Now that neurobiology has started to explore the neural correlates of subjective mental states such empathy, love, desire, beauty, reward and much else besides, the hate word “reductionism” is being used to stigmatize and call into question the efforts of neurobiologists in this direction. Our detractors insist on the “holism” of subjective experiences, and some at least seem desperate to find a source other than the brain for these experiences.
Clearly, this kind of research touches a raw nerve among them. Their motives are probably varied, but these motives do not interest me much. What is interesting to consider is the extent to which an unquestioning adherence to holism can impede research and a better understanding of how the brain functions. The visual brain provides an excellent example.
Salomon Henschen (Sweden) was the first to chart the location and extent of the primary visual receiving centre in the brain, followed by Tatsuji Inouye (Japan) and Gordon Holmes (England) who charted it in greater detail, the former in the aftermath of the Russo-Japanese War and the latter in the aftermath of the First World War. Both Henschen and Holmes believed that the primary visual centre (now commonly referred to as V1) in the brain was the only brain area for vision and that vision, being experienced in a wholesome way, was a unitary, wholesome, process. In the service of this doctrine, they and many others dismissed, often contemptuously, evidence that may suggest that, however wholesome our experience may be, the brain processes that lead to these experiences are in fact fractionated. Indeed, Gordon Holmes was even blind to his own evidence, which showed (in one patient) that the faculty to perceive visual motion may be selectively spared (I have reviewed this evidence in detail in my book, now sadly out of print, A Vision of the Brain). Indeed, so forceful was their dismissal that the clinical evidence which may have supported another view simply vanished from the literature. One would find it very hard to find any reference to it in the papers on the visual brain published between 1918 and 1970.

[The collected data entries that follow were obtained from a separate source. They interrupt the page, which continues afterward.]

PR #1482, opened 2026-08-27
test: separate degree-weighted proximity from a flat any-edge boost

### LINKED ISSUE #1481: Graph-rerank tests do not distinguish degree-weighted proximity from a flat any-edge boost
`test_graph_rerank.py` passes in full against an implementation that replaces degree-proportional proximity with a flat boost for any in-set edge.

## Reproduction

In `_proximity_scores`, replace the per-node normalised degree with membership:

```python
prox = 1.0 if proximity.get(node_id, 0.0) > 0 else 0.0
```

Result: `13 passed`. No test fails.

## Why this matters

`graph_rerank.py` exists to rank a hit by HOW connected it is to the rest of the result set. A flat any-edge boost ranks by WHETHER it is connected at all — a different quantity, and the same membership-vs-degree confusion recorded in #1474.

Every current test uses a fixture where the two agree:

- `{1: 4, 2: 0}` and `{1: 10, 2: 0}` — one connected node, one isolated. Normalised degree of the only non-zero node is 1.0, which is exactly what the flat boost gives.
- `{1: 3}`, `{1: 5}`, `{1: 2, 2: 1}` — the assertions read `proximity == 0.0` for the isolated node, or the max-degree node's score, both of which the flat version also satisfies.

The suite never contains **two nodes with different non-zero degrees whose relative order depends on the difference**. That single missing shape is what separates the intended implementation from the alternative.

## Suggested fix

A fixture where degree ordering decides the outcome, e.g. degrees `{1: 1, 2: 4}` with similarities chosen so the blended scores invert only under degree-proportional proximity:

```
similarity: node 1 = 0.80, node 2 = 0.70
flat boost:      1 -> 0.80+0.25 = 1.05,  2 -> 0.70+0.25 = 0.95   order [1, 2]
degree-weighted: 1 -> 0.80+0.0625 = 0.8625, 2 -> 0.70+0.25 = 0.95  order [2, 1]
```

The two implementations then produce different orderings, so the assertion separates them.

## How this was found

Not by reading the tests. By running the shipped code against a set of *plausible alternative implementations* someone might reasonably have written instead, and checking which the suite rejects. Three of four were caught — unnormalised raw degree, proximity replacing similarity, and self-loops included. The flat-boost alternative was not.

The general rule: a test is evidence only if it separates the chosen implementation from a named alternative. For a change, the alternative is the previous version and the check is mechanical. For new code — as `graph_rerank.py` was — the alternative has to be named by the author, and a test whose docstring cannot say what it would catch may catch nothing.

Related: #1474 (membership-vs-rank in `score_semantic`), #385 (the reranker's parent issue).

vitali87:
Fixes #1481

## The defect

`test_graph_rerank.py` passed in full against an implementation that gives every node with any in-set edge the same flat boost:

```python
prox = 1.0 if proximity.get(node_id, 0.0) > 0 else 0.0
```

`13 passed`. That implementation ranks by **whether** a hit is connected; `graph_rerank.py` exists to rank by **how** connected it is. Same membership-vs-degree confusion as #1474.

## Why nothing caught it

Every existing fixture used one connected node and one isolated node — `{1: 4, 2: 0}`, `{1: 10, 2: 0}`, `{1: 3}`. The connected node's normalised degree is 1.0 and the flat boost is also 1.0, so the two implementations agree on every case in the suite. No assertion could separate them because no fixture contained **two nodes with different non-zero degrees whose order depends on the difference**.

## The fix

Two tests, both in that missing shape.

`test_proximity_is_proportional_to_degree_not_mere_connectedness` picks similarities so the implementations disagree about the resulting **order**, not merely the scores:

```
flat boost:      1 -> 0.80 + 0.25   = 1.05     2 -> 0.70 + 0.25 = 0.95    order [1, 2]
degree-weighted: 1 -> 0.80 + 0.0625 = 0.8625   2 -> 0.70 + 0.25 = 0.95    order [2, 1]
```

Asserting order rather than exact scores keeps it meaningful if `DEFAULT_PROXIMITY_WEIGHT` is retuned. The sibling test pins the mechanism directly: the weaker node's boost is strictly between 0 and 1.

## Verification

Panel of four plausible alternative implementations, each anchored with `assert old in s` before applying:

|---|---|---|
| unnormalised raw degree | 2 failed | 3 failed |
| proximity replaces similarity | 3 failed | 3 failed |
| **flat boost for any edge** | **13 passed** | **2 failed** |
| self-loops included | 1 failed | 1 failed |

RED proven before the fix: both new tests fail against the flat-boost alternative while the 13 existing tests still pass under it — which is the original defect, measured rather than asserted.

## How this was found

Not by reading the tests. By running the shipped code against alternatives someone might reasonably have written instead, and checking which the suite rejects.

The rule this came from: a test is evidence only if it separates the chosen implementation from a **named alternative**. For a change, the alternative is the previous version and the check is mechanical. For new code — as `graph_rerank.py` was — the alternative has to be named by the author, and a test whose docstring cannot say what it would catch may catch nothing.

Related: #1474, #385.

## Summary by CodeRabbit

* **Tests**
  * Expanded graph-ranking coverage to verify that proximity reflects the relative degree of connected nodes.
  * Added checks confirming less-connected results receive a smaller boost than hub nodes.
  * Added validation for zero-degree scenarios to ensure similarity scores remain unchanged.
  * Added validation of the expected relationship set to prevent incomplete or unintended ranking behavior.
  * Added coverage confirming node identifiers are safely passed as query parameters.

### DIFF
--- a/codebase_rag/tests/test_graph_rerank.py
+++ b/codebase_rag/tests/test_graph_rerank.py
@@ -259,6 +259,37 @@ def test_the_proximity_query_filters_on_the_declared_relationships() -> None:
     assert set(match.group(1).split("|")) == set(_PROXIMITY_RELS), match.group(1)
 
 
+def test_node_ids_are_parameterised_not_interpolated() -> None:
+    """Ids reach the engine as parameters, never as query text.
+
+    The fifth axis of this query's contract, and the one nothing else covered:
+    replacing the `$0, $1` placeholders with the ids interpolated directly
+    left all 17 other tests passing.
+
+    Node ids are internal integers rather than user input, so this is not
+    today an injection vector. It is still the property worth pinning, because
+    the alternative is invisible in every other assertion -- the generated
+    Cypher reads correctly, returns the same rows, and the module keeps
+    working. Nothing downstream would report the change.
+
+    Interpolation would also defeat query-plan caching: every distinct result
+    set produces a textually different query, so the engine re-plans each
+    call rather than reusing one plan with new parameters.
+
+    Asserts BOTH halves. That the placeholders are present, and that no id
+    appears literally in the text -- because a query could carry `$0` and
+    still interpolate the rest, and the placeholder check alone would pass.
+    """
+    node_ids = [4321, 8765]
+
+    query = build_proximity_query(node_ids)
+
+    assert "$0" in query, query
+    assert "$1" in query, query
+    for node_id in node_ids:
+        assert str(node_id) not in query, (node_id, query)
+
+
 def test_all_zero_degrees_leave_every_similarity_unchanged() -> None:
     """The `highest <= 0` guard, which no other test enters.
 
--- a/codebase_rag/tests/test_graph_rerank.py
+++ b/codebase_rag/tests/test_graph_rerank.py
@@ -259,6 +259,36 @@ def test_the_proximity_query_filters_on_the_declared_relationships() -> None:
     assert set(match.group(1).split("|")) == set(_PROXIMITY_RELS), match.group(1)
 
 
+def test_all_zero_degrees_leave_every_similarity_unchanged() -> None:
+    """The `highest <= 0` guard, which no other test enters.
+
+    Found by replacing the guard's body with a raising assertion: the suite
+    still passed, so nothing exercised it.
+
+    Unlike the other branches this one is NOT reachable through the shipped
+    query -- `count(*)` does not yield 0 for a row that exists, and a graph
+    with no in-set edges returns no rows at all, which `if not degrees`
+    handles first. So it is a defensive guard against a malformed or foreign
+    row source rather than a production path.
+
+    Pinned anyway, because "unreachable" is a property of the CURRENT query
+    rather than a promise. If `build_proximity_query` ever emits an OPTIONAL
+    MATCH or a left join, zero-degree rows become real and this branch starts
+    running -- and without the guard the next line divides by `highest`.
+
+    Asserts behaviour rather than the early return: proximity is 0.0 and every
+    similarity survives untouched. An implementation that raised, or that
+    dropped the hits, would satisfy "does not divide by zero" too.
+    """
+    ingestor = _ingestor({1: 0, 2: 0})
+
+    ranked = rerank_by_graph_proximity(ingestor, [(1, 0.7), (2, 0.5)])
+
+    assert {hit.node_id: hit.proximity for hit in ranked} == {1: 0.0, 2: 0.0}
+    assert {hit.node_id: hit.score for hit in ranked} == {1: 0.7, 2: 0.5}
+    assert [hit.node_id for hit in ranked] == [1, 2]
+
+
 def test_the_declared_relationships_are_the_intended_six() -> None:
     """An ABSOLUTE list, because the sibling test compares two things that move together.
 
--- a/codebase_rag/tests/test_graph_rerank.py
+++ b/codebase_rag/tests/test_graph_rerank.py
@@ -136,54 +136,76 @@ def test_the_weight_bounds_how_far_proximity_can_move_a_result() -> None:
     assert boosted.score == 0.5 + DEFAULT_PROXIMITY_WEIGHT
 
 
+# A REACHABLE hub fixture: three hits, where node 1 is joined to both 2 and 3
+# and 2-3 are not joined to each other. `build_proximity_query` unwinds both
+# endpoints of every in-set edge, so the two edges 1-2 and 1-3 give:
+#
+#     degree: {1: 2, 2: 1, 3: 1}   normalised: {1: 1.0, 2: 0.5, 3: 0.5}
+#
+# Three nodes is the MINIMUM that can produce unequal degrees. With a two-node
+# result set every matched edge runs between those two nodes and UNWIND emits
+# both endpoints, so their degrees are necessarily equal -- an asymmetric
+# two-node fixture like `{1: 1, 2: 4}` describes a graph the production query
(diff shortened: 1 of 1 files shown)


vitali87:

vitali87:
@greptileai review d676108358e5a82a01ae32d5afe1e9bb67bcefc2

vitali87:
@greptileai review 8d9025e66692b23c948898cec052d277ca6cca9c

Both findings confirmed by reproduction and fixed.

**P1 — unreachable fixture.** Correct, and it is the defect this PR exists to fix, one level down. With a two-node result set every matched edge runs between those two nodes and `UNWIND [id(a), id(b)]` emits both endpoints, so their degrees are necessarily equal; `{1: 1, 2: 4}` describes a graph the production query cannot return. Three nodes is the minimum that can produce asymmetry. Replaced with a reachable hub fixture — node 1 joined to 2 and 3, 2-3 unjoined — giving `{1: 2, 2: 1, 3: 1}`.

**P2 — weight dependence.** Also correct, and my docstring claimed the opposite: it said asserting order 'keeps the test meaningful if DEFAULT_PROXIMITY_WEIGHT is ever retuned'. Measured, the ordering stops separating the implementations below w ≈ 0.133:

```
w=0.25  node1=0.8625 node2=0.9500 -> [2, 1]   discriminates
w=0.10  node1=0.8250 node2=0.8000 -> [1, 2]   does not
```

Now asserts proximity, which is computed before the weight is applied and is therefore weight-independent, plus an order assertion using equal similarities so the entire score gap comes from proximity. Verified RED against flat boost at weights 0.25, 0.10, 0.05 and 0.01 — both tests fail at every one.

**Third change, found while checking this suite for the same class of defect.** `test_the_proximity_query_filters_on_the_declared_relationships` compares the query's `r:` filter against `_PROXIMITY_RELS`, but the query is generated from that tuple. Removing CALLS from the tuple left all 15 tests passing while silently narrowing what 'graph proximity' means. Agreement between two representations of one decision cannot detect a change to the decision, so the six relationships are now pinned absolutely as a third reference.

vitali87:
@greptileai review 3aeb9f452abfd6d1e0db77759df09c7687d63e4d

Added one more test after auditing this module for the shape a peer session hit independently: a fixture that cannot produce the condition its property names.

Probed every guard in `graph_rerank.py` by replacing each body with a raising assertion and re-running. `highest <= 0` fired nothing — **16 passed** — so no test entered that branch.

Worth being precise about what that is, because it is the inverse of the peer's case rather than the same thing. Their untested branch was reachable in production, so it was a genuine coverage gap. Mine is not reachable through the shipped query: `count(*)` does not yield 0 for a row that exists, and a graph with no in-set edges returns no rows at all, which `if not degrees` handles first. It defends against a malformed or foreign row source.

Pinned regardless, because *unreachable* describes the current query rather than a promise. If `build_proximity_query` ever emits an `OPTIONAL MATCH` or a left join, zero-degree rows become real and this branch starts running — and without the guard the next line divides by `highest`.

The assertion is on behaviour, not on the early return: proximity 0.0 and every similarity untouched. An implementation that raised, or that dropped the hits, would also satisfy 'does not divide by zero'.

Verified RED: deleting the guard fails this test with `ZeroDivisionError`. 17 passed on real code.

vitali87:
@greptileai review b7b1b487ba9df127d2cf74dc36b1cd9fccf56a3a

One more, found by applying the lesson from your #1475 review to this module rather than waiting for it to be caught here.

That review found `_holds_ingestor_lock` had more contract axes than I had tested — it covered WHAT is locked and was blind to WHERE. So I enumerated `build_proximity_query`'s axes and probed each:

| axis | covered by |
|---|---|
| which relationships | pinned absolutely |
| both endpoints in set |  |
| self-loops excluded |  |
| both endpoints unwound |  |
| **parameterisation** | **nothing** |

Replacing the `$0, $1` placeholders with ids interpolated directly into the Cypher left **all 17 other tests passing**.

Node ids are internal integers, not user input, so this is not today an injection vector — I would rather state that than imply a severity the code does not have. It is still the property worth pinning, because the alternative is invisible in every other assertion: the generated query reads correctly, returns the same rows, and the module keeps working. Interpolation would also defeat query-plan caching, since every distinct result set yields a textually different query.

Asserts both halves — placeholders present, and no id appearing literally — because a query could carry `$0` and interpolate the rest, which a placeholder-only check would pass.

RED verified: interpolating fails only this test. 18 passed on real code.

vitali87:
@greptileai review b7b1b487ba9df127d2cf74dc36b1cd9fccf56a3a

Correcting the table in my previous comment — three cells came out empty because my shell interpreted the backticks. The content, properly:

| axis | covered by |
|---|---|
| which relationships | `test_the_declared_relationships_are_the_intended_six` |
| both endpoints in set | `test_the_query_counts_only_edges_inside_the_result_set` |
| self-loops excluded | `test_self_loops_are_excluded_from_proximity` |
| both endpoints unwound | `test_the_query_counts_both_endpoints_explicitly` |
| **parameterisation** | **nothing** |

The finding stands as described: replacing the `$0, $1` placeholders with ids interpolated directly into the Cypher left all 17 other tests passing.

Node ids are internal integers, not user input, so this is not today an injection vector — I would rather state that than imply a severity the code does not have. It is still worth pinning, because the alternative is invisible in every other assertion: the generated query reads correctly, returns the same rows, and the module keeps working. Interpolation would also defeat query-plan caching, since every distinct result set yields a textually different query.

Asserts both halves — placeholders present, and no id appearing literally — because a query could carry `$0` and interpolate the rest, which a placeholder-only check would pass.

RED verified: interpolating fails only this test. 18 passed on real code.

But one of the striking discoveries about vision since 1970 has been that there are many visual areas, each with its own distinctive connections and specialization, of which the areas specialized for visual motion and colour are perhaps the best studied to date. Even perceptually, in very brief time frames, vision is not the wholesome process that many thought it to be. For it turns out that we see colour before we see motion by about 100 ms, an enormously long time in neural terms.

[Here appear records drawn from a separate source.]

Issue #227, opened 2026-01-06
Traceback to graph correlation: rank root cause candidates via CALLS/FLOWS_TO, served over MCP


vitali87:
## Summary

Correlate a failure artefact (traceback, panic, paused frame stack) with the code graph, and walk the graph backwards to rank root cause candidates. This is a query layer over edges the project already builds.

## Proposal

Given a traceback (or panic output, or a DAP frame stack), the tool would:

1. **Map frames to graph nodes.** Each frame carries file path, line and symbol name; resolve these to `Function`/`Method` nodes via qualified name and line span, in the same way dead code analysis resolves definitions.
2. **Walk backwards from the failure site.** Use `CALLS` edges to enumerate paths that reach the failing frame, and `FLOWS_TO` edges to find where the failing value could have come from. The writers that can reach the failing read are the ranked root cause candidates.
3. **Return a compact, ranked report** suitable for an agent context window: candidate sites with file:line, the edge path connecting them to the failure, and source snippets.

## Surface

Expose as MCP tools on the existing server, no new product surface:

- `explain_traceback(traceback_text, project)`: frame resolution plus graph context per frame (callers, callees, flow sources).
- `rank_root_causes(traceback_text, project)`: the backwards walk with ranked candidates.

## Building blocks

- Typed `CALLS` edges across all supported languages (`codebase_rag/parsers/call_processor.py`)
- Opt in `FLOWS_TO` taint edges (`codebase_rag/parsers/flow_access/processor.py`)
- Reachability machinery in `codebase_rag/dead_code.py`
- MCP server (`codebase_rag/mcp/`) as the delivery surface

## Scope

In scope: parsing common traceback formats (Python first, then one compiled language to prove the shape generalises), frame to node resolution, backwards `CALLS`/`FLOWS_TO` walk, MCP tool surface, tests against fixture projects with known planted bugs.

Out of scope: breakpoints, stepping, watchpoints, live process attachment, any DAP server implementation.

## Acceptance criteria

- [ ] Python traceback text resolves to graph nodes with a measured resolution rate on fixture projects
- [ ] `rank_root_causes` places the planted defect in the top 3 candidates on fixture scenarios
- [ ] Both tools exposed via the MCP server with tests
- [ ] Graceful degradation when `FLOWS_TO` edges are absent (falls back to `CALLS` only walk)

## Extension: automatic diagnosis

[...]

PR #1483, opened 2026-08-27
feat: report a measured frame resolution rate on traceback correlation

vitali87:
Closes the last open acceptance criterion on #227.

## What was missing

Three of the four criteria were already met on `main` — I counted them against the checklist rather than estimating:

| Criterion | State |
|---|---|
| `rank_root_causes` places the planted defect in the top 3 | ✅ `test_rank_places_the_flow_writer_in_the_top_candidates` |
| Both tools exposed via MCP with tests | ✅ `test_mcp_crash_correlation.py` |
| Graceful degradation when `FLOWS_TO` is absent | ✅ `test_rank_degrades_to_calls_only_when_flow_is_absent` |
| **Python traceback resolves with a measured resolution rate** | ❌ **this PR** |

`FrameContext.unresolved_reason` already said *which* frames failed to resolve. Nothing said *how many*. A stack where one frame in three resolved and one where all three did produced reports that read alike, which is the number an agent needs to judge whether a report is worth acting on.

## The change

`FrameResolutionRate(total, resolved)` on `TracebackReport`, with `rate` as a property, mapped explicitly across the MCP boundary.

**Named `FrameResolutionRate`, not `ResolutionStats`** — `trace.resolution.ResolutionStats` is already imported in that module and counts something else (one frame's resolver attempts). My first version shadowed it and silently broke `_resolve_stack`; the type error surfaced it immediately.

**Mapped explicitly in `mcp/tools.py`** because that handler builds its response field by field and `rate` is a property, so `_asdict()` omits it. A measurement the MCP surface does not return is indistinguishable from one never computed — the defect Greptile caught on #1478.

## Mutation proof, including one my own test missed

Red proven first: all three tests failed with `AttributeError` before the implementation existed. Then each named alternative:

```
rate over RESOLVED (always 1.0)       -> test_..._counts_only_the_frames_that_resolved  FAILED
MCP drops the field                   -> test_..._exposes_the_resolution_rate_over_mcp  FAILED
vacuous 1.0 for an empty stack        -> 3 passed   NOT CAUGHT
```

The third **survived**, and its docstring claimed to guard exactly that case. The fixture had `total == 1`, so the `if self.total` guard was always taken and the empty branch never ran — a test asserting a property its fixture cannot reach.

Confirmed the branch is reachable (a frameless traceback yields `total == 0`) and added `test_resolution_rate_of_a_frameless_traceback_is_zero_not_one`. Re-verified: the vacuous-1.0 mutation now fails, and only that test.

## Checks

`ruff check` and `ruff format` clean. 20 passed across both crash-correlation test files. `ty` reports the same 2 diagnostics as `main`, neither in a touched file.

## Summary by CodeRabbit

* **New Features**
  * Added traceback resolution statistics showing total frames, resolved frames, and resolution rate.
  * Included resolution details in crash explanation results.
  * Resolution rates now support fully, partially, and unsuccessfully resolved tracebacks.

* **Bug Fixes**
  * Correctly reports a 0.0 resolution rate for empty or entirely unresolved tracebacks.
  * Ensures unresolved frames are not mistakenly counted as resolved.

* **Tests**
  * Added coverage for resolution statistics across common traceback scenarios and crash explanation responses.

### DIFF
--- a/codebase_rag/crash_correlation.py
+++ b/codebase_rag/crash_correlation.py
@@ -285,6 +285,15 @@ def explain_traceback(
         flow_gaps=graph.flow_gaps,
         resolution=FrameResolutionRate(
             total=len(contexts),
+            # Keyed on `qualified_name`, NOT on `unresolved_reason is None`.
+            # Today the two agree, because every failure path in
+            # `FrameResolver.resolve` records a reason before returning None.
+            # But `_resolve_stack` derives the reason with
+            # `next(iter(stats.unresolved), None)`, so a future failure path
+            # that forgets to record one would yield reason=None with no
+            # qualified name -- and the other predicate would then count an
+            # unresolvable frame as resolved. The qualified name is what the
+            # rate is ABOUT; the reason is diagnostic text alongside it.
             resolved=sum(1 for frame in contexts if frame.qualified_name is not None),
         ),
     )
--- a/codebase_rag/crash_correlation.py
+++ b/codebase_rag/crash_correlation.py
@@ -75,11 +75,43 @@ class FrameContext(NamedTuple):
     flow_sources: tuple[str, ...]
 
 
+class FrameResolutionRate(NamedTuple):
+    """How much of a traceback the graph could actually anchor (issue #227).
+
+    Named for the frames it counts rather than "resolution stats", because
+    `trace.resolution.ResolutionStats` is already imported here and counts
+    something else entirely -- the resolver's internal attempts for ONE frame.
+    Shadowing it silently broke `_resolve_stack`.
+
+    Per-frame ``unresolved_reason`` says WHICH frames failed to resolve; this
+    says HOW MANY, which is what decides whether a report is worth acting on.
+    A stack where one frame in three resolved and one where all three did are
+    different artefacts, and without the aggregate they read alike.
+    """
+
+    total: int
+    resolved: int
+
+    @property
+    def rate(self) -> float:
+        """Resolved frames over ALL frames, 0.0 when there are none.
+
+        The denominator is every frame in the traceback, including those
+        outside the repository. Dividing by the resolved count instead would
+        report 1.0 for every report ever produced, and skipping unresolved
+        frames would hide exactly the gap this measures. An empty stack
+        resolves nothing, so it scores 0.0 rather than a vacuous 1.0 -- the
+        same trap as an average over no cases.
+        """
+        return self.resolved / self.total if self.total else 0.0
+
+
 class TracebackReport(NamedTuple):
     exception_type: str
     exception_message: str
     frames: tuple[FrameContext, ...]
     flow_gaps: tuple[str, ...]
+    resolution: FrameResolutionRate
 
 
 class RootCause(NamedTuple):
@@ -251,6 +283,10 @@ def explain_traceback(
         exception_message=parsed.exception_message,
         frames=tuple(contexts),
         flow_gaps=graph.flow_gaps,
+        resolution=FrameResolutionRate(
+            total=len(contexts),
+            resolved=sum(1 for frame in contexts if frame.qualified_name is not None),
+        ),
     )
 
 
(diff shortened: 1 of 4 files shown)


vitali87:
@greptileai review

Test-only addition at `c196a117`, plus a clarifying comment on the predicate.

Applying @vscode-link-terminal-scheme's axis probe — enumerate a contract's axes and mutate each — found one uncovered on my own new code. Keying `resolved` on `unresolved_reason is None` instead of `qualified_name is not None` passed all 16 tests.

The two predicates agree today: every failure path in `FrameResolver.resolve` records a reason before returning `None`, so a frame with neither a qualified name nor a reason is not reachable through the shipped resolver. That makes this defensive rather than a coverage gap — so the test pins **behaviour**, not an early return, since "unreachable" describes the current resolver and not a promise. `_resolve_stack` derives the reason via `next(iter(stats.unresolved), None)`, so a single future failure path that forgets to record makes the divergence real, and the wrong predicate would then count an unresolvable frame as resolved.

The test patches the resolver to *be* that future path and asserts through `explain_traceback`, so it covers the production line that chooses the predicate. My first version asserted over a hand-built `FrameResolutionRate` and did **not** catch the mutation — it restated the rule instead of exercising the call site. Verified: the mutation now fails, and only this test.

vitali87:
@greptileai review

Test-only change at `7f8b06b2`.

Continuing the axis probe on my own change found a weak fixture in the MCP test. Swapping `total` and `resolved` in the response mapping passed all 4 tests, because the fixture was a **fully resolved** stack where `total == resolved == 2` — the swap was invisible.

The fixture now includes an out-of-repo library frame, so `total=2, resolved=1, rate=0.5` and the swap is observable. Verified: the swap now fails, and only that test.

Worth noting the mechanism, since it recurred three times on this PR: the fixture I reached for first was the *illustrative* one (a clean fully-resolved stack), and illustration selects for clarity rather than for separating candidates. Dropping any individual key was already caught — the gap was specific to values being right rather than present.

vitali87:
@greptileai review

Test-only change at `5c2c2cdd`.

**The number 0.5 was doing less work than it appeared to.** The MCP fixture asserted `total=2, resolved=1, rate=0.5`. Measured, five different formulas produce 0.5 at that input:

```
resolved/total  (correct)    = 0.5
1 - resolved/total           = 0.5
unresolved/total             = 0.5
resolved/(resolved+1)        = 0.5
1/total                      = 0.5
```

So the assertion held for four wrong implementations. The suite caught an inverted rate collectively — via the fully-resolved and nothing-resolved tests — but this test could not catch it alone.

Fixture now has two unresolvable frames, giving `total=3, resolved=1, rate=1/3`, which separates all five. Verified: the inverted-rate mutation now fails this test on its own, where before it passed.

**Also swept two things I had not:** `mcp/tools.py:517` is the only non-test consumer of `TracebackReport` (no CLI surface), so the hand-mapped `rate` property cannot be silently dropped elsewhere. And the `FrameResolver.resolve` monkeypatch does not leak — verified under random ordering, which is the CI condition.

vitali87:
@greptileai review

Test-only change at `43f9abf2`, and a **correction to my previous comment**: I claimed `1/3` "separates all five" formulas. It does not — `1/total` also yields 1/3 at `total=3`.

Searched for a ratio that collides with nothing, rather than iterating on near-misses:

```
total=5 resolved=2  rate=0.4     UNAMBIGUOUS
total=5 resolved=3  rate=0.6     UNAMBIGUOUS
total=6 resolved=2  rate=0.3333  UNAMBIGUOUS
```

Both partial fixtures now use **2/5**. Verified each wrong formula against the two partial tests *in isolation* rather than against the whole suite:

```
inverted           partial-only: 2 failed
unresolved/total   partial-only: 2 failed
1/total            partial-only: 2 failed
resolved/(r+1)     partial-only: 2 failed
hardcoded /2       partial-only: 2 failed
```

Previously those two assertions contributed nothing — the property was pinned only by the fully-resolved and nothing-resolved cases. A guard that discriminates only with help from its siblings loses coverage the moment one is weakened, and nothing records which test was load-bearing.

Credit to @vscode-link-terminal-scheme, whose independent probe enumerated six colliding formulas at `0.5` where I had found five, including the inverted rate — which reports the *failure* rate while looking like a success rate.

This does not mean that vision is a not a wholesome experience but only that the process leading to that experience are widely distributed in separate areas of the brain. The challenge for neurobiology now is to understand how, in the longer term, that is to say for periods exceeding 100 ms, the brain integrates the results of activities in its separate parts to give us our wholesome experience.
Had we insisted on a holistic approach (as indeed was done for a long time), we would never have undertaken the research that revealed the brain processes that are instrumental in giving us our wholesome visual experience. To stigmatize this research as “reductionist” is silly. The research is simply a step in understanding better the brain process that lead to holistic experiences.